Identification of a protein responsible for the synthesis of archaeal membrane-spanning GDGT lipids

Abstract

Glycerol dibiphytanyl glycerol tetraethers (GDGTs) are archaeal monolayer membrane lipids that can provide a competitive advantage in extreme environments. Here, we identify a radical SAM protein, tetraether synthase (Tes), that participates in the synthesis of GDGTs. Attempts to generate a tes-deleted mutant in Sulfolobus acidocaldarius were unsuccessful, suggesting that the gene is essential in this organism. Heterologous expression of tes homologues leads to production of GDGT and structurally related lipids in the methanogen Methanococcus maripaludis (which otherwise does not synthesize GDGTs and lacks a tes homolog, but produces a putative GDGT precursor, archaeol). Tes homologues are encoded in the genomes of many archaea, as well as in some bacteria, in which they might be involved in the synthesis of bacterial branched glycerol dialkyl glycerol tetraethers.

Fig. 1. Tes (Maeo_0574 or MA_1486) is sufficient for GDGT synthesis.

LC-MS extracted ion chromatograms of acid hydrolyzed lipid extracts of M. maripaludis wild type (WT) with empty plasmid pMEV4 or ma_1114 heterologous expression showing only production of archaeol, and M. maripaludis WT with maeo_0574 or ma_1486 heterologous expression producing GDGT. Mass spectra are shown in Supplementary Fig. 1. Source data are provided as a Source Data file.

Fig. 2. GDGT biosynthesis pathway, intermediate, and side product.

a LC-MS extracted ion chromatograms of acid hydrolyzed extracts from heterologous expression strains showing that Tes (maeo_0574) can generate not only GDGT, but also the potential biosynthetic intermediate GTGT, and the side product macrocyclic archaeol. b Proposed GDGT biosynthesis pathway based on the Tes heterologous expression products. The chromatograms of all Tes homologs expression strains are shown in Supplementary Fig. 2, and mass spectra are shown in Supplementary Fig. 1. Notice that the double bonds on archaeol may be required for the condensation reaction (see discussion).
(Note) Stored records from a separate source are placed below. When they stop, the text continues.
PR #126, opened 2023-04-14
introduce span attributes keys table

makeavish:
This table will be used for cases when user writes a custom key

### DIFF
--- a/exporter/clickhousetracesexporter/migrations/000023_span_attributes_mv.up.sql
+++ b/exporter/clickhousetracesexporter/migrations/000023_span_attributes_mv.up.sql
@@ -7,7 +7,7 @@ CREATE TABLE IF NOT EXISTS signoz_traces.span_attributes ON CLUSTER cluster (
     float64TagValue Nullable(Float64) CODEC(ZSTD(1)),
     isColumn bool CODEC(ZSTD(1)),
 ) ENGINE ReplacingMergeTree
-ORDER BY (tagKey, tagType, dataType, stringTagValue, float64TagValue)
+ORDER BY (tagKey, tagType, dataType, stringTagValue, float64TagValue, isColumn)
 TTL toDateTime(timestamp) + INTERVAL 172800 SECOND DELETE
 SETTINGS ttl_only_drop_parts = 1, allow_nullable_key = 1;
 
--- a/exporter/clickhousetracesexporter/migrations/000024_span_attributes_keys.up.sql
+++ b/exporter/clickhousetracesexporter/migrations/000024_span_attributes_keys.up.sql
@@ -1,0 +1,10 @@
+CREATE TABLE IF NOT EXISTS signoz_traces.span_attributes_keys ON CLUSTER cluster (
+    tagKey LowCardinality(String) CODEC(ZSTD(1)),
+    tagType Enum('tag', 'resource') CODEC(ZSTD(1)),
+    dataType Enum('string', 'bool', 'float64') CODEC(ZSTD(1)),
+    isColumn bool CODEC(ZSTD(1)),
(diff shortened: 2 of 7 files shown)


exporter/clickhousetracesexporter/migrations/000023_span_attributes_mv.up.sql
```diff
@@ -7,7 +7,7 @@ CREATE TABLE IF NOT EXISTS signoz_traces.span_attributes ON CLUSTER cluster (
     float64TagValue Nullable(Float64) CODEC(ZSTD(1)),
     isColumn bool CODEC(ZSTD(1)),
 ) ENGINE ReplacingMergeTree
-ORDER BY (tagKey, tagType, dataType, stringTagValue, float64TagValue)
+ORDER BY (tagKey, tagType, dataType, stringTagValue, float64TagValue, isColumn)
```
srikanthccv, line 10: Why is this needed here?

exporter/clickhousetracesexporter/writer.go
```diff
@@ -167,6 +170,13 @@ func (w *SpanWriter) writeBatch(batch []*Span) error {
 			return err
 		}
 	}
+	if w.attributeKeyTable != "" {
```
srikanthccv, line 173: The serial insertions, one at a time, will affect the overall throughput. It wouldn't have been an issue if the batch consisted only attributes because they are relatively small, but here it is iterating on the whole span batch and preparing the insertion.

exporter/clickhousetracesexporter/migrations/000024_span_attributes_keys.up.sql
```diff
@@ -0,0 +1,10 @@
+CREATE TABLE IF NOT EXISTS signoz_traces.span_attributes_keys ON CLUSTER cluster (
+    tagKey LowCardinality(String) CODEC(ZSTD(1)),
+    tagType Enum('tag', 'resource') CODEC(ZSTD(1)),
+    dataType Enum('string', 'bool', 'float64') CODEC(ZSTD(1)),
+    isColumn bool CODEC(ZSTD(1)),
+) ENGINE ReplacingMergeTree
+ORDER BY (tagKey, tagType, dataType, isColumn);
```
srikanthccv, line 7: Does this need to keep the values forever? Can it have the same maximum TTL as the index table?

exporter/clickhousetracesexporter/migrations/000023_span_attributes_mv.up.sql
makeavish: It's possible that there are two keys with the same name but one is column and the other is not, as we discussed we don't want to put restrictions on insertion of such keys and have to handle them on query builder (while querying)

exporter/clickhousetracesexporter/writer.go
makeavish: We can merge the `writeTagKeyBatch` and `writeTagBatch` to reduce iterations.

exporter/clickhousetracesexporter/migrations/000024_span_attributes_keys.up.sql
makeavish: But it's expected that keys won't be more than 10s of thousands, keys table of logs also doesn't have a TTL

exporter/clickhousetracesexporter/migrations/000023_span_attributes_mv.up.sql
srikanthccv: I think this will cause issues with materialising the column in future.

srikanthccv (approved):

Source data are provided as a Source Data file.

Fig. 3. Quantification of lipids formation during Tes expression in M. maripaludis.

The abundance of core GDGT-related lipids (ng/mg dry cell mass) from heterologous expression of Tes genes maeo_0574, ma_1486, or ma_1114, showing maeo_0574 is more efficient to synthesize GDGT and related lipids than the other homologs. The abundance of core lipids was calculated relative to the peak area of the synthetic C46 GTGT internal standard (5). Results are the mean ± standard error from three biological replicates. Source data are provided as a Source Data file.

Fig. 4. Tes homologs are found in diverse archaeal and bacterial phyla.

These data were generated through BLASTP searches of Tes homologs (e-value < 1e⁻⁵⁰, identity > 20%) in the NCBI database and searching published studies demonstrating GDGT production from pure cultures^,,,,,–. At least one strain or one genome in the phylum, class or order containing the Tes homolog and GDGTs (at least GDGT-0) is marked with a black circle. Otherwise, archaea or bacteria without any Tes homolog or GDGTs are marked with white circles. Uncultured archaeal strains or with cultured strains not yet tested for GDGT production, are marked with gray circles. Only one putative Tes homolog (e-value = 6e⁻⁵³, identity = 28%) was identified from 231 MG-II MAGs (*). Phylogenetic lineages of archaea and bacteria are modified from references^,,. Proteobacteria and acidobacteria are divided into class level and order level, respectively. Terrabacteria, FCB (Fibrobacteres-Chlorobi-Bacteroidetes), PVC (Planctomycetes-Verrucomicrobia-Chlamydiae) and CPR (Candidate Phyla Radiation) are bacterial superphyla^, and only several phyla are shown in each group. Bacterial phyla that do not belong to these groups are assigned “Other” in the figure. Details and references are listed in Supplementary Table 2.